> [Your objective]:
Look through the records below for the line with "PR #141, opened 2016-11-08". Return that line and each one after it up to and including the line with "(diff shortened: 1 of 7 files shown)", exactly.

> [Provided records]:
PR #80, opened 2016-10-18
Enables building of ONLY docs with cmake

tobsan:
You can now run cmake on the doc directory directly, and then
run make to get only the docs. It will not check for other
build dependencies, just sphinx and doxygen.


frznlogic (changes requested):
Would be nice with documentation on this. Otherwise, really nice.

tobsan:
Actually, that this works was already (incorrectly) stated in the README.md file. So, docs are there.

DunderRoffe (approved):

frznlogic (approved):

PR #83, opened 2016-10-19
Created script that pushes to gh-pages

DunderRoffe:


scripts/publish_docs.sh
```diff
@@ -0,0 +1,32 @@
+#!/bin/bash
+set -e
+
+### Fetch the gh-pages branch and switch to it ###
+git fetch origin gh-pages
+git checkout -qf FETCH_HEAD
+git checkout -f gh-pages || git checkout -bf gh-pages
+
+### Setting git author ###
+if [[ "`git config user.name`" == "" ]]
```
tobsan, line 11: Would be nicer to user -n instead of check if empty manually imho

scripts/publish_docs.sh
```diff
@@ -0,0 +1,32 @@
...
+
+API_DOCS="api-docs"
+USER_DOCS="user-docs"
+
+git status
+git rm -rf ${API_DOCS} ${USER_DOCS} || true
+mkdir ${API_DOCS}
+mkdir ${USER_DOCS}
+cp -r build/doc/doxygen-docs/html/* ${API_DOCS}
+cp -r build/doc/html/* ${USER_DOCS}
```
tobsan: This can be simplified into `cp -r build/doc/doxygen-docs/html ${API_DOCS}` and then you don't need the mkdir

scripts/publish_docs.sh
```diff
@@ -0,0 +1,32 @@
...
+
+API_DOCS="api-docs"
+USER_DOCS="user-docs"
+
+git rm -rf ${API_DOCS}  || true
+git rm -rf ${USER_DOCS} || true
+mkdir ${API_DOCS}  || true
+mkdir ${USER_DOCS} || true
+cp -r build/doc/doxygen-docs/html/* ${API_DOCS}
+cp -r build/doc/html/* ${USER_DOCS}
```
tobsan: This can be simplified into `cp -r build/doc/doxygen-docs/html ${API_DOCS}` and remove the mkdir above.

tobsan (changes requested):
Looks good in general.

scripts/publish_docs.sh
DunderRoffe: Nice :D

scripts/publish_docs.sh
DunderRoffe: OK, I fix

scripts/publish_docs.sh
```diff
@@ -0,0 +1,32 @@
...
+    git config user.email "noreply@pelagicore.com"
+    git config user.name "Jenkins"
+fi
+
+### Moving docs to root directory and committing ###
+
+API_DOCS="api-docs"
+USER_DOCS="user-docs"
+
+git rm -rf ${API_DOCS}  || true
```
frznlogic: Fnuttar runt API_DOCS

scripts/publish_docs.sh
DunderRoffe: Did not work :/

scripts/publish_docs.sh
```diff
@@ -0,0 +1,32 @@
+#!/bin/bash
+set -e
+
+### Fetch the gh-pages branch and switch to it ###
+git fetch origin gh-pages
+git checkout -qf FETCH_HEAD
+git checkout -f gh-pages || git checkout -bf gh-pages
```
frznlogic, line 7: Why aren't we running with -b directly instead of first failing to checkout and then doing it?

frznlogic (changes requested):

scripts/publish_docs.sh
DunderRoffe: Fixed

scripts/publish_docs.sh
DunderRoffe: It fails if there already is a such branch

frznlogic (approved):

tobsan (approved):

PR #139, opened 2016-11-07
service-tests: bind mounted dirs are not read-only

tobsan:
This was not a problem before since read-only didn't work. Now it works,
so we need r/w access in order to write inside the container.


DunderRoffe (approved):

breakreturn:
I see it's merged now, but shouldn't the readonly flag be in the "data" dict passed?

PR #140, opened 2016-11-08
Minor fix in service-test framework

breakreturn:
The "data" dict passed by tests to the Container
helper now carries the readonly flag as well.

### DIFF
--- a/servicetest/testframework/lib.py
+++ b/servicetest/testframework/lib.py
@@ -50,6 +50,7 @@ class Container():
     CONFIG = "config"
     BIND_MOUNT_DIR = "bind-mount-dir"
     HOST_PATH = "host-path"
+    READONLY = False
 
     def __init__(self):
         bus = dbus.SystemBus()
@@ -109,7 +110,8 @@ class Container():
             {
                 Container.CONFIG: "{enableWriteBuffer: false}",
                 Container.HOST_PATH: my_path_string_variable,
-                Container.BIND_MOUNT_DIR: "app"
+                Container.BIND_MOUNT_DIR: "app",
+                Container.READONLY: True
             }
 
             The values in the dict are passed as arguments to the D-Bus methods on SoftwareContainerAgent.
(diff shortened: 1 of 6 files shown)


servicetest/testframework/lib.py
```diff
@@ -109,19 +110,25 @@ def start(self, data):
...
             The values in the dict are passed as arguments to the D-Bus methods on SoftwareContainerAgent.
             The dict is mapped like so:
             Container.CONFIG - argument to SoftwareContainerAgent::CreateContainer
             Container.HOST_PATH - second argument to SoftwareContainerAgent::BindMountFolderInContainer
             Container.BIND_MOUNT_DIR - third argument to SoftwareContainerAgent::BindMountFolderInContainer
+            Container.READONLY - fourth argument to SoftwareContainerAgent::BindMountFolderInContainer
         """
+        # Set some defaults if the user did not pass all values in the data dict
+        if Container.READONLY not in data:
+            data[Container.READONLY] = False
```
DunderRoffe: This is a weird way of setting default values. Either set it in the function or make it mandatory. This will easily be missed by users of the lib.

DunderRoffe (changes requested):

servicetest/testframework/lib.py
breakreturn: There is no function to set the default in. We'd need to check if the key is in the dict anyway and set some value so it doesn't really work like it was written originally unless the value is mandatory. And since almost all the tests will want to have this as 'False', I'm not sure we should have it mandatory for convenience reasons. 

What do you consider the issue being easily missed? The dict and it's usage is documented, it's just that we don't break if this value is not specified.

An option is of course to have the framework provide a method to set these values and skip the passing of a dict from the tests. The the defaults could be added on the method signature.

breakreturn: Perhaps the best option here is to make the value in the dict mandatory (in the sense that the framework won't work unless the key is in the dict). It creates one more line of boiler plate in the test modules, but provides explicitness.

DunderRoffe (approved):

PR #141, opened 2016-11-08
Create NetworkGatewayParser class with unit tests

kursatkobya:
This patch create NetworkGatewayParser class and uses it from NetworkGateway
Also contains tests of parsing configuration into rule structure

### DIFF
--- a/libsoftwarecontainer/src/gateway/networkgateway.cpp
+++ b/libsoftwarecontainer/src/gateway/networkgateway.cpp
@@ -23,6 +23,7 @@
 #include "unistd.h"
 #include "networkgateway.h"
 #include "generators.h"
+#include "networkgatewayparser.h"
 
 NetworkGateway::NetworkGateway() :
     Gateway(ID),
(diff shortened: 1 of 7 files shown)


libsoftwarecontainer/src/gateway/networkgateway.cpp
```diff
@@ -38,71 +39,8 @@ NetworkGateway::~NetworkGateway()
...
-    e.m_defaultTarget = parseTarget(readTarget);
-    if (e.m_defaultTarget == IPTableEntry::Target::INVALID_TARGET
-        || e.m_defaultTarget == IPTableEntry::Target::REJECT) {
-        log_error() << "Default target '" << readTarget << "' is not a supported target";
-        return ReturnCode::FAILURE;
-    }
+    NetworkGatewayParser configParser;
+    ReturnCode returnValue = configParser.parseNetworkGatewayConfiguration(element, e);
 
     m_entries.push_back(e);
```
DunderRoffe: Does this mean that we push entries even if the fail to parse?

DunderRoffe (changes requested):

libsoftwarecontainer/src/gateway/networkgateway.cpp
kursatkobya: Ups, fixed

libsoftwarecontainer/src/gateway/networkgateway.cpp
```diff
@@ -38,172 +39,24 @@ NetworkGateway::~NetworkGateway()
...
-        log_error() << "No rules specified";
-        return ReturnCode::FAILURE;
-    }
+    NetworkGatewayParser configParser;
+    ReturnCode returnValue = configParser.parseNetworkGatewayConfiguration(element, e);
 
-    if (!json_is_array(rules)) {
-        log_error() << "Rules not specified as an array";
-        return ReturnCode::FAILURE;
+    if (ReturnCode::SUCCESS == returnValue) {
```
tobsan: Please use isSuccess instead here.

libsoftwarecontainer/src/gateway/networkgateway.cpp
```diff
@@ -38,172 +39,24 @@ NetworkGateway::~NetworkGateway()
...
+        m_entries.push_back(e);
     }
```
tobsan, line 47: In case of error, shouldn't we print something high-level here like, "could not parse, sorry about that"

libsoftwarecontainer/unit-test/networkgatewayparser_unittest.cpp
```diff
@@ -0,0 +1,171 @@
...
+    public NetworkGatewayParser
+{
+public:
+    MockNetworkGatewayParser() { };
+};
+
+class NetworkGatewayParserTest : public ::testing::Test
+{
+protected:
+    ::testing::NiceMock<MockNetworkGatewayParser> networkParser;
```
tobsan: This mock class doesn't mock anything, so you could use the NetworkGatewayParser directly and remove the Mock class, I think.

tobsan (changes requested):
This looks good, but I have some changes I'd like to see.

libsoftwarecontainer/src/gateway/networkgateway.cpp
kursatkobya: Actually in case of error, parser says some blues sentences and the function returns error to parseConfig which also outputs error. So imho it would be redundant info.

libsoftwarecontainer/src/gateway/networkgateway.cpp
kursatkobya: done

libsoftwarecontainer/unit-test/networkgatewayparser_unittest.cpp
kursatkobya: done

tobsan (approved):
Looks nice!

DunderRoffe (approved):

> [Reply]:
PR #141, opened 2016-11-08
Create NetworkGatewayParser class with unit tests

kursatkobya:
This patch create NetworkGatewayParser class and uses it from NetworkGateway
Also contains tests of parsing configuration into rule structure

### DIFF
--- a/libsoftwarecontainer/src/gateway/networkgateway.cpp
+++ b/libsoftwarecontainer/src/gateway/networkgateway.cpp
@@ -23,6 +23,7 @@
 #include "unistd.h"
 #include "networkgateway.h"
 #include "generators.h"
+#include "networkgatewayparser.h"
 
 NetworkGateway::NetworkGateway() :
     Gateway(ID),
(diff shortened: 1 of 7 files shown)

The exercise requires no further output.